Yes you can. The road you're referring to is the 408 Expressway commonly called the East-West Expressway. Be aware that backups in the cash lanes are sometimes lengthy (>5 minutes). You can get more info here: https://www.oocea.com/default.aspx 


If you are renting a car from OIA, many of the larger outfits have a built in toll pass, however the service fees are somewhat excessive.


----------



## dioxide45 (Jan 18, 2013)

jkb said:


> Going to Orlando area next month.  Saw a previous thread about toll roads in FL and the need for SunPass.  Couldn't make sense of maps referenced in a post, so I'm asking directly to those of you who have used the toll road from the Orlando Airport to I-4 - can you still pay cash at all those little toll booths along this stretch of highway?



I think the road is 528 not 408? I assume the OP is talking about MCO (Orlando International) 408 is close to the executive airport. 528 is the stretch that goes from I4 to Cocoa Beach/Cape Canaveral area. Otherwise known as the Beachline. There is also 417 which one can take from 528 east of MCO to the south end of WDW.

The route from MCO to I4 on 528 has several toll plazas. They all still have cash lanes. Though sometimes you have to be careful as the cash lane pulloff can look like exits.


----------



## Talent312 (Jan 18, 2013)

dioxide45 said:


> The route from MCO to I4 on 528 has several toll plazas. They all still have cash lanes. Though sometimes you have to be careful as the cash lane pulloff can look like exits.



The Beachline (a/k/a SR 528) runs along the North-side of MCO to I-4.
There are three toll plazas along the way.
They have cash lanes and lanes for those needing change.
The only unstaffed toll plazas are located at minor exits onto local roads.

I've never seen a back-up of more than three cars, and had no significant delays,.
But to save time, you might invest in a roll of quarters.

.


----------



## dioxide45 (Jan 18, 2013)

Talent312 said:


> The Beachline (a/k/a SR 528) runs along the North-side of MCO to I-75.
> There are three toll plazas along the way.
> They have cash lanes and lanes for those needing change.
> The only unstaffed toll plazas are located at minor exits onto local roads.
> ...



I don't think 528 goes all the way to I75. It appears to run primarily between I4 and I95.


----------



## Talent312 (Jan 18, 2013)

dioxide45 said:


> I don't think 528 goes all the way to I75. It appears to run primarily between I4 and I95.



Yeah, I mean t I-4. I had a senior moment.


----------



## jkb (Jan 19, 2013)

*Thanks*

I want to thank all of you for your help.  Yes, we will be arriving at the regular Orlando airport (MCO).  We will be bringing those quarters!


----------



## Pompey Family (Jan 20, 2013)

jkb said:


> I want to thank all of you for your help.  Yes, we will be arriving at the regular Orlando airport (MCO).  We will be bringing those quarters!

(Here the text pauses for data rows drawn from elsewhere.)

PR #3559, opened 2020-09-28
fixes #3503 chore: Run circle on dependency prs

### LINKED ISSUE #3503: Modify dependabot workflow to run CI on each pr before merge to dependencies
So maybe we can find a middle ground between the large number of CI runs we had when we CI'ed every dependabot PR onto main, and the single CI run with the current workflow.   Looking at the last couple weeks, there's been multiple cases where individual dependency changes break some part of the build/tests and then chasing them down is very time consuming.  

So here's the workflow I propose

1) Dependabot is configured to create PRs against `dependencies` branch and automatically merge them if they're successful
2) Circle is configured to do a full build/integration run against each individual dependabot PR as they are created against the `dependencies` branch
3) There are no branch protections against `dependencies` branch, such as `PRs must be up to date` like we have on `main`, which means each individual PR can be merged without needing to rebase after another one merges
4) Dependabot PRs that break build/tests will get stuck as a PR and can be inspected individually and either closed or modified to pass individually
5) When all dependabot PRs (minus ones that get stuck and closed) are merged into `dependencies` a single PR can be manually created against `main`
6) The rest of the current flow remains the same

This will result in more CI runs than the current flow but less than the original flow, and should hopefully be smoother than the workflow we have now.

┆Issue is synchronized with this [Jira Task](https://jira.mozilla.com/browse/EXP-322)
┆Issue Number: EXP-322

jaredlockhart:
Because

* Running circle jobs against each individual dependency PR makes it easier to know
  if a single dependency change breaks the build rather than having to only run tests
  against all dependencies combined

This commit

* Enables circle jobs on dependency PRs

### DIFF
--- a/.circleci/config.yml
+++ b/.circleci/config.yml
@@ -72,16 +72,12 @@ workflows:
     jobs:
       - build:
           name: build
-          filters:
-            branches:
-              ignore: /dependabot.*/
       - integration:
           name: integration
           filters:
             branches:
               ignore:
                 - main
-                - /dependabot.*/
       - deploy:
           requires:
             - build
--- a/contributing.md
+++ b/contributing.md
@@ -69,14 +69,19 @@ Dependencies are automatically updated by [Dependabot](https://dependabot.com/) 
 directly into GitHub.  Each week Dependabot will create a large number of individual PRs that update
 each dependency.  To merge those into main, use the following process:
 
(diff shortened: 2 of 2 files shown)


jodyheavener:
Does this need a doc update?

jaredlockhart:
@jodyheavener I did update the docs

jodyheavener (approved):
sorry @jaredlockhart not sure how I missed the doc change.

And a roll of dollars!  At least one of the tolls I kept going through was a dollar.


----------



## happybaby (Jan 21, 2013)

DD and son in law in October was coming from MCO to Orange Lake Country Club

there were 3 toll booths   two of them had attendants but the third one did not and it was exact change only

I am not sure the last one had nobody there since it was a littleafter midnight or if there is not attendant there


going back to mco they made sure they had enough change on them


they used all there change at the previous 2 and were digging fr 75 cents
she calld me to meet her at celebration exit but luckily she found enough money to get thru


----------



## dioxide45 (Jan 21, 2013)

happybaby said:


> DD and son in law in October was coming from MCO to Orange Lake Country Club
> 
> there were 3 toll booths   two of them had attendants but the third one did not and it was exact change only
> 
> ...



Did they take the 417 route from MCO? This seems like it would be the most likely route to take to OLCC. I know that there are definitely some toll plazas at exits off of 417 that do not have attendants at any time of the day.


----------



## happybaby (Jan 21, 2013)

I dont know how they came from MCO   Probably however their gps toldthem to go     The first two had attendants but not the exit at Celebration to come to OLCC
would that be rt 417




dioxide45 said:


> Did they take the 417 route from MCO? This seems like it would be the most likely route to take to OLCC. I know that there are definitely some toll plazas at exits off of 417 that do not have attendants at any time of the day.


----------



## dioxide45 (Jan 21, 2013)

happybaby said:


> I dont know how they came from MCO   Probably however their gps toldthem to go     The first two had attendants but not the exit at Celebration to come to OLCC
> would that be rt 417



With an exit at Celebration, that would be 417 as 528 is an east west route north of the airport.


----------



## hvsteve1 (Jan 21, 2013)

I'm not good at knowing route numbers however I have made a bunch of trips to Orlando and drove in from the airport. There's one road that had a single, cash only plaza (Beehline?) I did not expect it and had no change and was kind of stymied. I finally just drove through rather annoyed that they might ticket me when they didn't want to bother with a manned booth. I later found out (I think here on TUG) that whoever has the tollbooth only goes after local plates, letting out of area plates and rental cars slide as people not having exact change is not an unusual situation.


----------